(RECORDS SHOWN begins)

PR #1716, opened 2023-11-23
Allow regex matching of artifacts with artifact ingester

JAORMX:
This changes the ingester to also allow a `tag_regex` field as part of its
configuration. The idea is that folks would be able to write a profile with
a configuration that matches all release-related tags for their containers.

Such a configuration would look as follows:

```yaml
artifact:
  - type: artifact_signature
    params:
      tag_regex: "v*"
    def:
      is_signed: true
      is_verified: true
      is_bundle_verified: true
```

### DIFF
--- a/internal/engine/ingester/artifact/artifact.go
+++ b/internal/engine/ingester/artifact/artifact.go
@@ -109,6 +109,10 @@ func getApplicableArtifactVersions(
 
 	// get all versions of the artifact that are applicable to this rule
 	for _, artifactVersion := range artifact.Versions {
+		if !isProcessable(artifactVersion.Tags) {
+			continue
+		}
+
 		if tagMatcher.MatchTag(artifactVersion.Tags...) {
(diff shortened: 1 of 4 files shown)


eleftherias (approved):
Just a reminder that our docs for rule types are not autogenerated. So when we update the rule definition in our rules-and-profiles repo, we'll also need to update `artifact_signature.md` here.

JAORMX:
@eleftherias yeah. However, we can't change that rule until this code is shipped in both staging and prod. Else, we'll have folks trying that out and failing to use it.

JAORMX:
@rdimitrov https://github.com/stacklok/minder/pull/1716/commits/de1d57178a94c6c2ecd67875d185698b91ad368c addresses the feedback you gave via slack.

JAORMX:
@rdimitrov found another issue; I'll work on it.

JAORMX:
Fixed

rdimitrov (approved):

(RECORDS SHOWN ends)

** THE PROBLEM **
Lines containing the string "rdimitrov" are the ones to copy from the entries above.

** ANSWER BOX **
@rdimitrov https://github.com/stacklok/minder/pull/1716/commits/de1d57178a94c6c2ecd67875d185698b91ad368c addresses the feedback you gave via slack.
@rdimitrov found another issue; I'll work on it.
rdimitrov (approved):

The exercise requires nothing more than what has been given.